Note: I'm terrible at making up titles, and I think that the one I gave may give the wrong impression. If anyone has a suggestion on what I should change it to, it would be much appreciated.
As I've been reading articles on less wrong, it seems to me that there are hints of an underlying belief which states that not only is capitalism a good economic paradigm, it shall remain so. Now, I don't mean to say anything like 'Capitalism is Evil!' I think that capitalism can, and has, done a lot of good for humanity.
However, I don't think that capitalism will be the best economic paradigm going into the future. I used to view capitalism as an inherent part of the society we currently live in, with no real economic competition.
I recently changed my views as a result of a book someone recommended to me 'The zero marginal cost society' by Jeremy Rifkin. In it, the author states that we are in the midst of a third industrial revolution as a result of a new energy/production and communications matrix i.e. renewable energies, 3-D printing and the internet.
The author claims that these three things will eventually bring their respective sectors marginal costs to zero. This is significant because of a 'contradiction at the heart of capitalism' (I'm not sure how to phrase this, so excuse me if I butcher it): competition is at the heart of capitalism, with companies constantly undercutting each other as a result of new technologies. These technological improvement allow a company to produce goods/services at a more attractive price whilst retaining a reasonable profit margin. As a result, we get better and better at producing things, and it lets us produce goods at ever decreasing costs. But what happens when the costs of producing something hit rock bottom? That is, they can go no lower.

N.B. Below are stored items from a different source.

PR #511, opened 2020-05-14
Creating a new noobaa SCC

jackyalbo:
We want to create a noobaa own secure context in order to fix these two issues:
https://bugzilla.redhat.com/show_bug.cgi?id=1835125
https://bugzilla.redhat.com/show_bug.cgi?id=1804168

Currently trying to validate if this fix indeed resolves our upgrade issue

Signed-off-by: jackyalbo jalbo@redhat.com

PR #591, opened 2020-06-28
Reverting Noobaa's SCC priority

jackyalbo:
Changing the priority leads to unexpected behaviour - so partially reverting
BZ https://bugzilla.redhat.com/show_bug.cgi?id=1851697

CI Failure issue: https://bugzilla.redhat.com/show_bug.cgi?id=1850148

Signed-off-by: jackyalbo jalbo@redhat.com

### DIFF
--- a/pkg/controller/ocsinitialization/sccs.go
+++ b/pkg/controller/ocsinitialization/sccs.go
@@ -184,8 +184,6 @@ func newNooBaaSCC(namespace string) *secv1.SecurityContextConstraints {
 	scc.Users = []string{
 		fmt.Sprintf("system:serviceaccount:%s:noobaa", namespace),
 	}
-	priority := int32(11) // 1 higher than anyuid default one
-	scc.Priority = &priority
 
 	return scc
 }


jackyalbo:
> Hi @jackyalbo, a few points:
> 
> * I don't fully understand the description of the PR / the commit message yet: The bug referenced (https://bugzilla.redhat.com/show_bug.cgi?id=1850148) is an openshift Bug and has nothing in our code to revert.
> * Instead, the SCC was introduced in PR #511, related to BZ https://bugzilla.redhat.com/show_bug.cgi?id=1804168 and as far as I can tell, this is not a complete revert of that patch, but just removes two lines.
> * Can you explain a little more what the "unexpected behavior" is that leads to this?

Hey @obnoxxx I updated my PR explanation, hope it makes things clearer:
When I wrote the PR there wasn't a BZ on us yet, only the CI issue it causes. 
Now we have one and I attached the link. Thanks for your feedback

jackyalbo:
@obnoxxx commit was updated as well, with your proposed format

PR #593, opened 2020-06-30
Move ObjectBucket and ObjectBucketClaim CRDs to owned instead of required.

obnoxxx:
This repeats the change of #424 that was undone in #517 because of problems in OLM that are fixed meanwhile.


obnoxxx:
@jarrpa @umangachapagain @nimrod-becker @jackyalbo FYI

PR #534, opened 2020-05-27
added rook-csi-resizer to relatedImages

dannyzaken:
* rook-csi-resizer image was added to `csv-merger.go` without adding it to the `relatedImages`. this prevents it from being automatically mirrored in a disconnected environment.
*  without the fix disconnected env setup requires another manual step

PR #595, opened 2020-07-01
Bug 1847982: Release 4.5: backport pr #534

obnoxxx:
Backport pr #534


obnoxxx:
@umangachapagain FYI.

But why are there no tests and no protections?
Is the bot not active?

PR #1470, opened 2022-02-01
api: split connection string into 2 new fields

iamniting:
remove connectionString and create 2 new fields:
- OnboardingTicket
- ExternalServerAddress

### DIFF
--- a/api/v1/storagecluster_types.go
+++ b/api/v1/storagecluster_types.go
@@ -162,9 +162,11 @@ type ExternalStorageClusterSpec struct {
 	// StorageProviderKind Identify the type of storage provider cluster this consumer cluster is going to connect to.
 	StorageProviderKind ExternalStorageKind `json:"storageProviderKind,omitempty"`
 
-	// ConnectionString An encoded string holding connection and identity information
-	// that is needed in order to establish connection with the storage providing cluster.
-	ConnectionString string `json:"connectionString,omitempty"`
+	// StorageProviderEndpoint holds info to establish connection with the storage providing cluster.
+	StorageProviderEndpoint string `json:"storageProviderEndpoint,omitempty"`
+
+	// OnboardingTicket holds an identity information required for consumer to onboard.
+	OnboardingTicket string `json:"onboardingTicket,omitempty"`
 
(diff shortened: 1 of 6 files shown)


api/v1/storagecluster_types.go
```diff
@@ -162,9 +162,11 @@ type ExternalStorageClusterSpec struct {
 	// StorageProviderKind Identify the type of storage provider cluster this consumer cluster is going to connect to.
 	StorageProviderKind ExternalStorageKind `json:"storageProviderKind,omitempty"`
 
-	// ConnectionString An encoded string holding connection and identity information
-	// that is needed in order to establish connection with the storage providing cluster.
-	ConnectionString string `json:"connectionString,omitempty"`
```
sp98, line 167: The code that removes usage of  `ConnectionString` should  also have been in the same commit. Right now its removed in the third commit.

nb-ohad (changes requested):

api/v1/storagecluster_types.go
```diff
@@ -162,9 +162,11 @@ type ExternalStorageClusterSpec struct {
...
+	// OnboardingTicket holds an identity information required for consumer to onboard.
+	OnboardingTicket string `json:"onboardingTicket,omitempty"`
+
+	// ExternalServerAddress holds info to establish connection with the storage providing cluster.
+	ExternalServerAddress string `json:"externalServerAddress,omitempty"`
```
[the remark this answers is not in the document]
iamniting: changed the name

api/v1/storagecluster_types.go
iamniting: Actually, we like to keep API and controller changes in the different commits.

nb-ohad (approved):

api/v1/storagecluster_types.go
sp98: This is a different scenario.  An API field is removed that is being used in the controller.  This commit on its own won't build. IMO, `ConnectionString` and all its references should have been removed in a single PR. 
Approving the PR.

sp98 (approved):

3D printing presents a situation like this for a huge amount of industries, as all you really need to do is get some designs, plug in some feedstock and have a power source ready. The internet allows people to share their designs for almost zero cost, and renewable energies are on the rise, presenting the avenue of virtually free power. All that's left is the feedstock, and the cost of this is due to the difficulty of producing it. Once we have better robotics, you won't need anyone to mine/cultivate anything, and the whole thing becomes basically free.
And when you can get your goods, energy and communications for basically free, doesn't that undermine the whole capitalist system? Of course, the arguments presented in the book are much more comprehensive, and it details an alternative economic paradigm called the Commons. I'm just paraphrasing here.

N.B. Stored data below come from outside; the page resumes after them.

PR #1472, opened 2022-02-01
Update source-manifests.sh

b-ranto:
This makes the script use oc tool to extract the necessary files -- CSVs
and CRDs from rook and noobaa images. This should be less prone to
errors as it does not try to run the containers. It should also help us
sync with downstream where we can't use podman/docker to run the
containers.

### DIFF
--- a/Makefile
+++ b/Makefile
@@ -77,7 +77,7 @@ ocs-must-gather:
 	@echo "Building the ocs-must-gather image"
 	hack/build-must-gather.sh
 
-source-manifests: operator-sdk manifests kustomize
+source-manifests: operator-sdk manifests kustomize oc
 	@echo "Sourcing CSV and CRD manifests from component-level operators"
 	hack/source-manifests.sh
 
@@ -85,7 +85,7 @@ gen-protobuf:
 	@echo "Generating protobuf files for gRPC services"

Since my knowledge of economics is woefully inadequate, I was wondering if I've made some ridiculous blunder which everyone knows about on this site. Is there some fundamental reason why Jeremy Rifkin's is a crackpot and I'm a fool for listening to him? Or is it more subtle than that? I ask because I felt the arguments in the book pretty compelling, and I want some opinions from people who are much better suited to critiquing this sort of thing than I.

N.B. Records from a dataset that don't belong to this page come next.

PR #1477, opened 2022-02-02
api: Add StorageProviderEndpoint field in the storageCluster status 

iamniting:
StorageProviderEndpoint will be used to save the endpoint info on the
provider cluster.

### DIFF
--- a/controllers/storagecluster/provider_server.go
+++ b/controllers/storagecluster/provider_server.go
@@ -5,6 +5,7 @@ import (
 	"fmt"
 	"math/rand"
 	"os"
+	"sort"
 
 	"go.uber.org/multierr"
 	appsv1 "k8s.io/api/apps/v1"
@@ -23,6 +24,9 @@ import (
 const (
 	ocsProviderServerName  = "ocs-provider-server"
 	providerAPIServerImage = "PROVIDER_API_SERVER_IMAGE"
+
+	ocsProviderServicePort     = int32(50051)
+	ocsProviderServiceNodePort = int32(31659)
 )
 
 type ocsProviderServer struct{}
@@ -80,6 +84,7 @@ func (o *ocsProviderServer) ensureDeleted(r *StorageClusterReconciler, instance 
 
 	if finalErr == nil {
 		r.Log.Info("Resource deletion for provider succeeded")
+		instance.Status.StorageProviderEndpoint = ""
 	}
 
 	return reconcile.Result{}, finalErr
@@ -155,6 +160,20 @@ func (o *ocsProviderServer) createService(r *StorageClusterReconciler, instance 
 	}
 
 	r.Log.Info("Service create/update succeeded")
+
+	nodeAddresses, err := r.getWorkerNodesInternalIPAddresses()
+	if err != nil {
+		return err
+	}
+
+	if len(nodeAddresses) == 0 {
+		return fmt.Errorf("Did not found any worker node addresses")
+	}
+
+	instance.Status.StorageProviderEndpoint = nodeAddresses[0] + ":" + fmt.Sprint(ocsProviderServiceNodePort)
+
+	r.Log.Info("status.storageProviderEndpoint is updated", "Endpoint", instance.Status.StorageProviderEndpoint)
+
 	return nil
 }
 
@@ -187,6 +206,36 @@ func (o *ocsProviderServer) ensureDeploymentReplica(actual, desired *appsv1.Depl
 	}
 
 	return nil
+}
+
+// getWorkerNodesInternalIPAddresses return slice of Internal IPAddress of worker nodes
+func (r *StorageClusterReconciler) getWorkerNodesInternalIPAddresses() ([]string, error) {
+
+	nodes := &corev1.NodeList{}
+
+	err := r.Client.List(context.TODO(), nodes)
+	if err != nil {
+		r.Log.Error(err, "Failed to list nodes")
+		return nil, err
+	}
+
+	nodeAddresses := []string{}
+
+	for i := range nodes.Items {
+		node := &nodes.Items[i]
+		if _, ok := node.ObjectMeta.Labels["node-role.kubernetes.io/worker"]; ok {
+			for _, address := range node.Status.Addresses {
+				if address.Type == corev1.NodeInternalIP {
+					nodeAddresses = append(nodeAddresses, address.Address)
+					break
+				}
+			}
+		}
+	}
+
+	sort.Strings(nodeAddresses)
+
+	return nodeAddresses, nil
 }
 
 func GetProviderAPIServerDeployment(instance *ocsv1.StorageCluster) *appsv1.Deployment {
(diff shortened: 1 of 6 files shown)


controllers/storagecluster/provider_server.go
```diff
@@ -189,6 +192,38 @@ func (o *ocsProviderServer) ensureDeploymentReplica(actual, desired *appsv1.Depl
...
+		return err
+	}
+
+	nodeAddress := []string{}
+
+	for _, node := range nodes.Items {
+		if _, ok := node.ObjectMeta.Labels["node-role.kubernetes.io/worker"]; ok {
+			for _, address := range node.Status.Addresses {
+				if address.Type == corev1.NodeInternalIP {
+					nodeAddress = append(nodeAddress, address.Address)
```
sp98, line 212: Any reasons for using `nodeAddress` as `[]string`.   If only first entry is needed, then maybe we can use it as string and break the loop here.

iamniting: I am doing this on purpose. As I am not sure about the order of nodes as it is a list. I am getting all of them and sorting it so that I will always use the same one.

controllers/storagecluster/provider_server.go
```diff
@@ -189,6 +192,38 @@ func (o *ocsProviderServer) ensureDeploymentReplica(actual, desired *appsv1.Depl
 	return nil
 }
 
+// updateStorageProviderEndpointInStatus updates the status.storageProviderEndpoint which is required for consumer to establish a connection with provider
+func (r *StorageClusterReconciler) updateStorageProviderEndpointInStatus(instance *ocsv1.StorageCluster, nodePort int32) error {
```
nb-ohad, line 196: Can we have this as a util that returns the address instead of setting the address on the status?
This way you can call it above and update the status as part of the service reconcile

controllers/storagecluster/provider_server.go
iamniting: I am taking a single address only from each node as I have an if condition and there will be only one `NodeInternalIP`, I will put a `break`

iamniting: made changes

controllers/storagecluster/provider_server.go

controllers/storagecluster/provider_server.go
```diff
@@ -155,6 +157,16 @@ func (o *ocsProviderServer) createService(r *StorageClusterReconciler, instance
 	}
 
 	r.Log.Info("Service create/update succeeded")
+
+	nodeAddresses, err := r.GetWorkerNodesInternalIPAddresses()
+	if err != nil {
+		return err
+	}
+
+	instance.Status.StorageProviderEndpoint = nodeAddresses[0] + ":" + fmt.Sprint(actualService.Spec.Ports[0].NodePort)
```
nb-ohad, line 166: I think it is a bad idea to access the array by constant index. Do we give the port a name? if so we can search by name

iamniting: made changes on both

controllers/storagecluster/provider_server.go
```diff
@@ -155,6 +157,29 @@ func (o *ocsProviderServer) createService(r *StorageClusterReconciler, instance
...
 
 	r.Log.Info("Service create/update succeeded")
+
+	nodeAddresses, err := r.getWorkerNodesInternalIPAddresses()
+	if err != nil {
+		return err
+	}
+
+	if len(nodeAddresses) == 0 {
+		return fmt.Errorf("Did not found any worker nodes")
```
nb-ohad, line 167:
```suggestion
		return fmt.Errorf("Did not found any worker node addresses")
```

controllers/storagecluster/provider_server.go
```diff
@@ -155,6 +157,29 @@ func (o *ocsProviderServer) createService(r *StorageClusterReconciler, instance
...
+	}
+
+	var nodePortNumber int32
+
+	for _, port := range actualService.Spec.Ports {
+		if port.TargetPort == intstr.FromString("ocs-provider") {
+			nodePortNumber = port.NodePort
+			break
+		}
+	}
```
nb-ohad, line 177: I this code is not setting the port itself it means that immediately after creation there will be no port on the service, and we will need to wait for the service to be "reconciled" by k8s before a port will be allocated, so trying to get the pod address here is meanigless. 

I think the simplest approch will be to pre-select a port number + name and set it ourselves, so it is always know

controllers/storagecluster/provider_server.go
```diff
@@ -189,6 +214,35 @@ func (o *ocsProviderServer) ensureDeploymentReplica(actual, desired *appsv1.Depl
...
+
+	err := r.Client.List(context.TODO(), nodes)
+	if err != nil {
+		r.Log.Error(err, "Failed to list nodes")
+		return nil, err
+	}
+
+	nodeAddresses := []string{}
+
+	for _, node := range nodes.Items {
```
nb-ohad, line 230: I do not think NodeList.items contain node references, as such this for operation is creating deep copies of the nodes' CR structures. These structures are large and might affect memory and garbage collection. I will suggest to do the following instead:
```suggestion
	for i, _ := range nodes.Items {
		node := &range nodes.Items[i]
	
	
```

controllers/storagecluster/provider_server.go
```diff
@@ -189,6 +214,35 @@ func (o *ocsProviderServer) ensureDeploymentReplica(actual, desired *appsv1.Depl
...
+		if _, ok := node.ObjectMeta.Labels["node-role.kubernetes.io/worker"]; ok {
+			for _, address := range node.Status.Addresses {
```
nb-ohad, line 232: Not sure about the size of the address structure, but the last comment reasoning might also apply here.

As a general note using `for _, item := range slice` should be used when the slide slice either holds small data types (e.g numbers, booleans, etc.) or pointers.

iamniting: This will have only 2 fields keeping it as it is

controllers/storagecluster/provider_server.go
iamniting: I tested this out and verified that it had the port immediately after the creation. As the port is a part of the spec maybe the webhook is adding the value even before reconciling. But I can choose my own port, which will make the code cleaner.

sp98 (changes requested):

controllers/storagecluster/provider_server.go
```diff
@@ -189,6 +208,36 @@ func (o *ocsProviderServer) ensureDeploymentReplica(actual, desired *appsv1.Depl
...
+
+	err := r.Client.List(context.TODO(), nodes)
+	if err != nil {
+		r.Log.Error(err, "Failed to list nodes")
+		return nil, err
+	}
+
+	nodeAddresses := []string{}
+
+	for i := range nodes.Items {
```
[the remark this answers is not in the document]
nb-ohad: @sp98 I asked him to change that, your suggestion will create a big strain on the garbage collector as the node structure is a very big one and include mainly non-ref subtypes. so each iteration will clone that entire structure and will just throw it at the end of the loop.

So we replaced 
```
for i, node := range nodes.Items {
```
with
```
for i := range nodes.Items {
      node := &nodes.Items[i]
```

which will prevent cloning from happening.

nb-ohad (approved):

nb-ohad:
@iamniting I think it will be beneficial to have unit test around this logic, but I guess we can add it in a future PR

sp98 (approved):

Here is a link to the download page for the essay titled 'The comedy of the Commons' which provides some of the arguments which convinced me:
http://digitalcommons.law.yale.edu/fss_papers/1828/
A lecture about the Commons itself:
http://www.nobelprize.org/nobel_prizes/economic-sciences/laureates/2009/ostrom_lecture.pdf
And a paper (?) about governing the commons:
http://www.kuhlen.name/MATERIALIEN/eDok/governing_the_commons1.pdf
And here is a link to the author's page, along with some links to articles about the book:
http://www.thezeromarginalcostsociety.com/pages/Milestones.cfm
http://www.thezeromarginalcostsociety.com/pages/Press--Articles.cfm
An article displaying some of the sheer potential of 3D printers, and how it has the potential to change society in a major way:
http://singularityhub.com/2012/08/22/3d-printers-may-someday-construct-homes-in-less-than-a-day/
Edit: Drat! I forgot about the stupid questions thread. Should I delete this and repost it there? I mean, I hope to discuss this topic with others, so it seems suitable for the DISCUSSION board, but it may also be very stupid. Advice would be appreciated.